I think it can safely be assumed that the overwhelming majority of shopkeepers never think about the slogans they put in their windows, nor do they use them to express their real opinions. That poster was delivered to our greengrocer from the enterprise headquarters along with the onions and carrots. He put them all into the window simply because it has been done that way for years, because everyone does it, and because that is the way it has to be. If he were to refuse, there could be trouble. He could be reproached for not having the proper decoration in his window; someone might even accuse him of disloyalty. He does it because these things must be done if one is to get along in life. It is one of the thousands of details that guarantee him a relatively tranquil life "in harmony with society," as they say.
Obviously the greengrocer is indifferent to the semantic content of the slogan on exhibit; he does not put the slogan in his window from any personal desire to acquaint the public with the ideal it expresses.

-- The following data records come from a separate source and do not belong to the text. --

PR #5596, opened 2025-11-16
backend/local: fix "operation not supported" when unlocking

mikix:
If the repo is on a mounted folder that doesn't support chmod (like SMB), it was causing an "operation not supported" error when trying to chmod 666 a file before deleting it.

But it isn't generally needed before deleting a file (the folder permissions matter there, not the file permissions). So, just drop it.

This code path I'm deleting was introduced [ten years ago](https://github.com/restic/restic/commit/264472219804ac7c62ab1f90d3cf4a156b89495b) without comment. Is there a platform that Restic supports that *does* care about the file permissions before deleting? If so, I can fix this another way - by ignoring ErrUnsupported for Unix (like the [other recent fix](https://github.com/restic/restic/pull/5345/commits/a8535aba58c3fe5056d35e5fd14d0400e757ca38) I made did)

The only remaining `chmod` call I can see that might be a problem is in ResetPermissions in file.go (which could call the file_xxx.go's `chmod` abstraction, but I think there we actually do want to raise an issue if we can't correctly reset permissions - it's only used when there's an access denied error already. So the fact that chmod is unsupported is relevant when explicitly trying to reset permissions.)

Closes #5595

Checklist
---------

### DIFF
--- a/internal/backend/local/local.go
+++ b/internal/backend/local/local.go
@@ -255,13 +255,7 @@ func (b *Local) Stat(_ context.Context, h backend.Handle) (backend.FileInfo, err
 func (b *Local) Remove(_ context.Context, h backend.Handle) error {
 	fn := b.Filename(h)
 
-	// reset read-only flag
-	err := os.Chmod(fn, 0666)
-	if err != nil && !os.IsPermission(err) {
-		return errors.WithStack(err)
-	}
-
-	return os.Remove(fn)
+	return removeFile(fn)
 }
 
 // List runs fn for each file in the backend which has the type t. When an
--- a/changelog/unreleased/issue-5595
+++ b/changelog/unreleased/issue-5595
@@ -1,0 +1,8 @@
+Bugfix: Fix "chmod not supported" errors when unlocking
+
+Restic 0.18.0 introduced a bug that caused "chmod xxx: operation not supported"
+errors to appear when unlocking with a stale lock, on a local file repository
+that did not support chmod (like CIFS or WebDAV mounted via FUSE). Restic now
+just doesn't bother calling chmod in that case on Unix, as it is unnecessary.
+
+https://github.com/restic/restic/issues/5595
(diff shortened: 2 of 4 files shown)


internal/backend/local/local.go
```diff
@@ -255,12 +255,6 @@ func (b *Local) Stat(_ context.Context, h backend.Handle) (backend.FileInfo, err
 func (b *Local) Remove(_ context.Context, h backend.Handle) error {
 	fn := b.Filename(h)
 
-	// reset read-only flag
-	err := os.Chmod(fn, 0666)
```
MichaelEischer, line 259: This is actually necessary for windows support. From https://learn.microsoft.com/en-us/windows/win32/api/fileapi/nf-fileapi-deletefilea#remarks :

> To delete a read-only file, first you must remove the read-only attribute.

MichaelEischer (changes requested):
We cannot remove the chmod call (see comment). Please just filter out `ErrUnsupported` as already done by `setFileReadonly`. (Feel free to create a unified helper for setting file read-only and writeable if you want)

mikix:
Or maybe - much like we have platform specific wrappers for lots of stuff, make a `setFileDeletable` wrapper that is a no-op on Unix but calls chmod on windows.

MichaelEischer:
> Or maybe - much like we have platform specific wrappers for lots of stuff, make a `setFileDeletable` wrapper that is a no-op on Unix but calls chmod on windows.

Then I'd just turn that into a `deleteFile` wrapper that does the correct thing on each platform.

internal/backend/local/local.go
mikix: OK, I tried the alternative fix, to add platform-specific `removeFile` functions.

MichaelEischer (approved):
LGTM. Thanks!

MichaelEischer:
> The only remaining chmod call I can see that might be a problem is in ResetPermissions in file.go (which could call the file_xxx.go's chmod abstraction, but I think there we actually do want to raise an issue if we can't correctly reset permissions - it's only used when there's an access denied error already.

Yes, that error must be checked. `ResetPermissions` is already only called if `restore` couldn't open a file for writing.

This, of course, does not mean that his action has no motive or significance at all, or that the slogan communicates nothing to anyone. The slogan is really a sign, and as such it contains a subliminal but very definite message. Verbally, it might be expressed this way: "I, the greengrocer XY, live here and I know what I must do. I behave in the manner expected of me. I can be depended upon and am beyond reproach. I am obedient and therefore I have the right to be left in peace." This message, of course, has an addressee: it is directed above, to the greengrocer's superior, and at the same time it is a shield that protects the greengrocer from potential informers. The slogan's real meaning, therefore, is rooted firmly in the greengrocer's existence. It reflects his vital interests. But what are those vital interests?
50 years later in a strikingly different political environment, this passage still holds revelatory power for those newly exposed to it. Like the greengrocer himself, we are awash in symbols and affirmations whose true meaning we usually fail to contemplate. They are so many, they are the water in which we swim. Neglecting to notice and attend to them is the most human of all failings. And none of these proclamations are more strikingly commonplace than the pride flag.

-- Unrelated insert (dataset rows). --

Issue #5577, opened 2025-11-01
Panic on error with restic prune.


jdesanto:
Output of `restic version`
--------------------------

❯ restic version
restic 0.18.1 compiled with go1.25.1 on darwin/arm64

What backend/service did you use to store the repository?
---------------------------------------------------------

Terramaster F8+ SSD TOS v6 over SMB

Problem description / Steps to reproduce
----------------------------------------

Prune a repository.  Password variable is set. No other parameters.

Expected behavior
-----------------

Successful prune rather than panic. I'd expect some sort of error check on the existence of the id

Actual behavior
---------------

❯ restic -v -r mainbackup prune
repository 5fc605f4 opened (version 2, compression level auto)
loading indexes...
[0:02] 100.00%  28 / 28 index files loaded
loading all snapshots...
finding data that is still in use for 5 snapshots
[0:00] 20.00%  1 / 5 snapshots
id 3e6215b5ee484a0e949d0f3e788a79c350d764d02ab41039d4e73c84f2af9416 not found in repository
github.com/restic/restic/internal/repository.(*Repository).LoadBlob
	github.com/restic/restic/internal/repository/repository.go:235
github.com/restic/restic/internal/restic.LoadTree
	github.com/restic/restic/internal/restic/tree.go:115
github.com/restic/restic/internal/restic.loadTreeWorker
	github.com/restic/restic/internal/restic/tree_stream.go:36
github.com/restic/restic/internal/restic.StreamTrees.func1
	github.com/restic/restic/internal/restic/tree_stream.go:176
golang.org/x/sync/errgroup.(*Group).Go.func1
	golang.org/x/sync@v0.16.0/errgroup/errgroup.go:93
runtime.goexit
	runtime/asm_arm64.s:1268

Do you have any idea what may have caused this?
-----------------------------------------------

Corruption after loss of power to the NAS.

Did restic help you today? Did it make you happy in any way?
------------------------------------------------------------

Yes. Every day. Terrific piece of software.

wplapper:
Try `restic check` on your repository first. I think you have corrupted data in your repo. There is at least one snapshot, where the tree structure is not in sync with the data stored in the repository. Removing the offending snapshot will allow you to use the rest of the repository. See more details on ``https://restic.readthedocs.io/en/stable/077_troubleshooting.html``.

MichaelEischer:
https://github.com/restic/restic/pull/5599 will fix the output to show an error instead of a stacktrace.

[...]

PR #5599, opened 2025-11-16
prune: return proper error if blob cannot be found

MichaelEischer:
Print a proper error message if a blob could not be found instead of a stacktrace, see https://github.com/restic/restic/issues/5577

Checklist
---------


MichaelEischer (commented):
LGTM

PR #5600, opened 2025-11-16
only suggest TMP as tmp dir variable on windows

### LINKED ISSUE #5572: specifying temp directory
Output of `restic version`
--------------------------

local directory

I need to set the location where restic stores the temporary pack files.
The documentation states in multiple places

> On Windows, use either the TMP or TEMP environment variable.

I set TEMP to the desired directory but it had no effect.

Expected behavior
-----------------
I do suggest two things
- state in the documentation that TMP takes precedence or don't mention TEMP at all.
- add Global Flags command line option --temp-dir to set the location for the temporary files, similar to --cache-dir. It's odd that this important setting can only be controlled by an environment variable.

Actual behavior
---------------
As it turns out, Windows sets TEMP and TMP by default and TMP seems to have precedence in restic.

The documentation is misleading.

I'm new to restic. My first impression was quite good, especially compared to other comparable backup tools. However there are some problems that need to be addressed.

MichaelEischer:
TMP takes precedence over TEMP.

Fixes https://github.com/restic/restic/issues/5572

Checklist
---------

### DIFF
--- a/doc/047_tuning_backup_parameters.rst
+++ b/doc/047_tuning_backup_parameters.rst
@@ -104,7 +104,7 @@ pack size in MiB.  Restic currently defaults to a 16 MiB pack size.
 The side effect of increasing the pack size is requiring more disk space for temporary pack
 files created before uploading.  The space must be available in the system default temp
 directory, unless overwritten by setting the ``$TMPDIR`` (except Windows) environment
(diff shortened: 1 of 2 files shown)


MichaelEischer (commented):
LGTM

To fly the pride flag is to signal endorsement of an entire pre-packaged value system, one’s allegiance to the American civic religion writ large.

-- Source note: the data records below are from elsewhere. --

PR #5607, opened 2025-11-18
Work around broken Readdirnames

vasi:

FUSE on Linux sometimes returns dir-entries with st_ino == 0, which causes Readdirnames() to filter those items out. This break `restic check` on those filesystems. Instead, use our own `readdirnames()` that includes those items.

This affects potentially all uses of Restic in Deja Dup, see this ticket: https://gitlab.gnome.org/World/deja-dup/-/issues/623#note_2606051

This is probably a bug in FUSE, see ticket: https://github.com/libfuse/libfuse/issues/1338 . But there's no fix yet, and versions with the bug have been released into the wild, so we should workaround it when possible.

Discussed in the Deja Dup issue tracker: https://gitlab.gnome.org/World/deja-dup/-/issues/623#note_2606051

Checklist
---------

     - It's not clear that there's a good way to test this, it relies on the version of libfuse installed
    - Should not be user-visible

### DIFF
--- a/changelog/unreleased/pull-5607
+++ b/changelog/unreleased/pull-5607
@@ -1,0 +1,7 @@
+Bugfix: Work around FUSE readdir bug on Linux
+
+Restic used to use the Go standard library Readdirnames() function, which ignored files with a zero inode. With certain versions of FUSE, this caused `restic check` to fail on some FUSE filesystems, being unable to find some pack files. This applied particularly to usage of Restic by Deja Dup.
+
+Now, we use our own readdirnames() implementation that doesn't ignore any files, and `restic check` should succeed even with buggy versions of FUSE.
+
+https://github.com/restic/restic/pull/5607
--- a/internal/backend/local/local.go
+++ b/internal/backend/local/local.go
@@ -286,7 +286,7 @@ func visitDirs(ctx context.Context, dir string, fn func(backend.FileInfo) error)
 		return err
 	}
 
-	sub, err := d.Readdirnames(-1)
+	sub, err := readdirnames(d)
 	if err != nil {
 		// ignore subsequent errors
 		_ = d.Close()
--- a/internal/backend/local/local_linux.go
+++ b/internal/backend/local/local_linux.go
@@ -1,0 +1,47 @@
+package local
+
+import (
+	"os"
+	"syscall"
+	"unsafe"
+)
+
+// Read all dir entries, including even entries with st_ino == 0
+// Works around bugs in FUSE's synthetic inode number generation.
+
+func parseDirent(buf []byte) (consumed int, name string, err error) {
+	dirent := (*syscall.Dirent)(unsafe.Pointer(&buf[0]))
+	nameBytes := (*[256]byte)(unsafe.Pointer(&dirent.Name[0]))
+	for i := 0; i < 256; i++ {
+		if nameBytes[i] == 0 {
+			name = string(nameBytes[:i])
+			break
+		}
+	}
+	return int(dirent.Reclen), name, nil
+}
+
+func readdirnames(f *os.File) ([]string, error) {
+	buf := make([]byte, 8192)
+	names := []string{}
+	for {
+		bytes, err := syscall.Getdents(int(f.Fd()), buf)
+		if err != nil {
+			return nil, err
+		}
+		if bytes == 0 {
+			break
+		}
+		for n := 0; n < bytes; {
+			consumed, name, err := parseDirent(buf[n:])
+			if err != nil {
+				return nil, err
+			}
+			if name != ".." && name != "." {
+				names = append(names, name)
+			}
+			n += consumed
+		}
+	}
+	return names, nil
+}
--- a/internal/backend/local/local_nonlinux.go
+++ b/internal/backend/local/local_nonlinux.go
@@ -1,0 +1,10 @@
+//go:build !linux
+// +build !linux
+
+package local
+
+import "os"
+
+func readdirnames(f *os.File) ([]string, error) {
+	return f.Readdirnames(-1)
+}


MichaelEischer:
I have to say I _seriously_ dislike rolling our readdirnames implementation. There's a reason such things are part of the standard library. As inode numbers are expected to be unique within a filesystem, returning zero for multiple independent entries clearly a libfuse/gvfs bug.

At the very least I want to be sure that there's no other better fix that can be implemented reasonably fast. Does that bug only affect directory entries for directories or also for files? If it's just directories then it would also be an option to hardcode the 256 foldernames in the `data` directory.

vasi:
> I have to say I _seriously_ dislike rolling our readdirnames implementation. There's a reason such things are part of the standard library. As inode numbers are expected to be unique within a filesystem, returning zero for multiple independent entries clearly a libfuse/gvfs bug.

I hear that. It's really unfortunate the broken libfuse was released.

Unfortunately, I feel very uncomfortable trying to fix libfuse because of the lack of a clear specification for high-level FUSE filesystem readdir. It's clearly allowed for filesystems to return a NULL `*struct stat`, implying fuse should generate inode numbers; and it's allowed to return a real struct stat with positive st_ino. But it's not documented what should happen if it returns real struct stat with zero st_ino. I believe it used to always generate inodes in this case,  it still does _sometimes_, and I think that's the correct behavior. But it's not written down anywhere.
 
> At the very least I want to be sure that there's no other better fix that can be implemented reasonably fast. Does that bug only affect directory entries for directories or also for files? If it's just directories then it would also be an option to hardcode the 256 foldernames in the `data` directory.

That's a good idea, but I think it may affect both files and directories. As I understand it, it may happen anytime we need multiple calls to the `getdents` syscall for a single directory. So it's more likely on directories with many entries, which is why we're seeing it here. But we may also see it in the `Readdir(-1)` later in this file! Ugh.

One better way to do this might be calling `syscall.ReadDirent` with a really large buffer size, and then using `syscall.ParseDirent` on the result. It's still a bit dirty, but at least we wouldn't have to roll our own parsing like I do here. Would that feel ok to you?

MichaelEischer:
> But it's not documented what should happen if it returns real struct stat with zero st_ino.

At least the linux kernel header files say the following https://git.kernel.org/pub/scm/linux/kernel/git/stable/linux.git/tree/include/linux/fs.h?h=v6.17.8#n3365 :

>  * Userspace may rely on the inode number being non-zero. For example, glibc
> * simply ignores files with zero i_ino in unlink() and other places.

That was ensured in https://git.kernel.org/pub/scm/linux/kernel/git/stable/linux.git/commit/?h=v6.17.8&id=2adc376c551943a07170cbe70f43e6d6065f8906, by checking that the linux kernel doesn't generate zero inodes.

On the other hand glibc recently has changed their behavior in regard to zero inodes: https://sourceware.org/bugzilla/show_bug.cgi?id=12165 .

But those changes are about filesystems consistently returning zero inodes or not.

> I believe it used to always generate inodes in this case, it still does sometimes, and I think that's the correct behavior. But it's not written down anywhere.

 Judging from the description above libfuse manages to return different inodes for a directory entry depending on the buffer size used to read from the directory! This is obviously completely broken. This clearly makes it a regression in libfuse. Based on the above, using a libc before 2.37 together with the problematic libfuse version will probably also result in missing files.

I wonder whether it would be a good idea to ask the go what they think about picking up the changed behavior of glibc.

MichaelEischer:
> One better way to do this might be calling `syscall.ReadDirent` with a really large buffer size, and then using `syscall.ParseDirent` on the result.

That will then also skip directory entries with zero inodes. I mean we could use a patched version of the code from the go standard library, while that would be a bit verbose it would definitely be better than trying to roll our own dirent parser.

vasi:
> > But it's not documented what should happen if it returns real struct stat with zero st_ino.
> 
> At least the linux kernel header files say the following https://git.kernel.org/pub/scm/linux/kernel/git/stable/linux.git/tree/include/linux/fs.h?h=v6.17.8#n3365 :

We're talking about two different specs here! There's the "Linux VFS/POSIX" specification (what you're referring to) and the "internal-to-libfuse FUSE-high-level-filesystem" behavior (what I  meant). You're absolutely right that Linux VFS/POSIX allows ignoring files with a zero st_ino.

But libfuse tries to make things easier for FUSE filesystem developers by offering a "high-level" filesystem API that is different from the Linux VFS. Eg: it allows filesystems to return a NULL struct-stat from readdir, and then fills in synthetic inode numbers. (It allows lots of other simplifications too, eg: allowing one-shot readdir instead of multiple calls, or looking up a complete path instead of one component at a time.) The question here is about whether this synthetic inode number behavior should apply _within libfuse_ to a FUSE filesystem returning zero st_ino, and that's the bit I find under-specified.

> On the other hand glibc recently has changed their behavior in regard to zero inodes: https://sourceware.org/bugzilla/show_bug.cgi?id=12165 .

This is a great find. I like the idea of asking the Go developers about this, I'll go file a ticket with them.

> Judging from the description above libfuse manages to return different inodes for a directory entry depending on the buffer size used to read from the directory! This is obviously completely broken. This clearly makes it a regression in libfuse. Based on the above, using a libc before 2.37 together with the problematic libfuse version will probably also result in missing files.

Agreed that this seems like very silly behavior.

vasi:
Filed with Go here: https://github.com/golang/go/issues/76428

vasi:
> > One better way to do this might be calling `syscall.ReadDirent` with a really large buffer size, and then using `syscall.ParseDirent` on the result.
> 
> That will then also skip directory entries with zero inodes.

This is what I meant: https://github.com/restic/restic/compare/master...vasi:restic:readdir2

It does work, but I'm really not sure if I prefer it!

MichaelEischer:
Thanks a lot for the investigation into this bug!

> This is what I meant: [master...vasi:restic:readdir2](https://github.com/restic/restic/compare/master...vasi:restic:readdir2)
> 
> It does work, but I'm really not sure if I prefer it!

Ah, reading the directory listing at once could work. Although I somewhat doubt that it will work reliably. With the async preemption feature of Go, long running syscalls will be interrupted from time to time and especially for larger repositories that seems likely to happen. (The current code in this PR would also need to correctly handle EINTR errors returned by the syscalls)

How urgent do you think the bugfix is? As it looks like Go upstream is interest in aligning the zero inode handling, I'd somewhat prefer to just wait until a Go version is released that includes the fix. It will still take several weeks to a few months until a new restic version is ready for a release.

vasi:
I also sent a PR to libfuse: https://github.com/libfuse/libfuse/pull/1372

Hopefully one or both of Go/libfuse takes my PR, and then we're out of the woods and can close this. Let's give them a couple weeks and revisit?

MichaelEischer:
> Let's give them a couple weeks and revisit?

Sounds good.

vasi:
Update after a couple of weeks:

* libfuse took my patch, and plans a new release next week
* Go took my patch, but 1.26 isn't due to release until Feb. My patch will be in the next 1.25.x release, but there's no fixed schedule for minor releases. Maybe it'll drop in Jan?

I think the only thing left for Resic is to remember to make a new build when the next Go release or patch comes out. Should that be tracked somehow? Then closing this feels appropriate.

mikix:
If [historical trends](https://go.dev/doc/devel/release) continue, I agree that Go is likely to release 1.25.6 in the first week or two of Jan. Once it does drop, I'd be very interested in a Restic 0.18.2 release. This issue and a waiting [chmod fix](https://github.com/restic/restic/commit/7f3e3b77cea69ac3edf92c865b24d3f60dfb4912) would both really help Deja Dup when it's working with fuse mounted backup locations.

No pressure, but if it happens to fit with your existing plans to cut a release in January built with the new Go release, that would be swell. I could then drop a new Deja Dup release using it. A little cascading chain of releases. :smile:

Regardless, I agree that this PR is not necessary any more - but huge thanks to @vasi for doing the research and legwork to get this fixed in Go. (And the fuse fix which got released in [3.18.0](https://github.com/libfuse/libfuse/releases/tag/fuse-3.18.0).)

mikix:
Go released 1.25.6, so all that needs to be done now is rebuild with the new release 👍

MichaelEischer:
Thanks for the work on fixing the underlying issues. I'll close this PR for now as it is no longer required. My plan is to get a new release out in the next few weeks.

But while there is surely a top-down quasi-coercive element to the display of the pride flag, this explanation remains unsatisfying. Yes, there are agents analogous to the communist party distributing the materials to be put on display, usually in the form of activist groups going door to door and asking proprietors if they would like to show their support for the cause with a donated banner or placard. And yes, the state in its direct legislative capacity does order the display of the same — the featured image of this essay is from a newspaper article about the Los Angeles city council voting to fly the progressive pride flag on government buildings, a very explicit endorsement of what symbols might place one on the friendly side of state power. But there remains a legitimate groundswell element to the movement, organized bottom-up by a dedicated cadre of true believers, widely dispersed through society and in many cases employed by the businesses in question, that needs no nudges from the state or any formal activist organization. Your barista may well have purchased the flag behind the counter and taken it on they/themselves to display, likely as not without bothering to ask the permission of management. Why would they bother? Who could possibly object?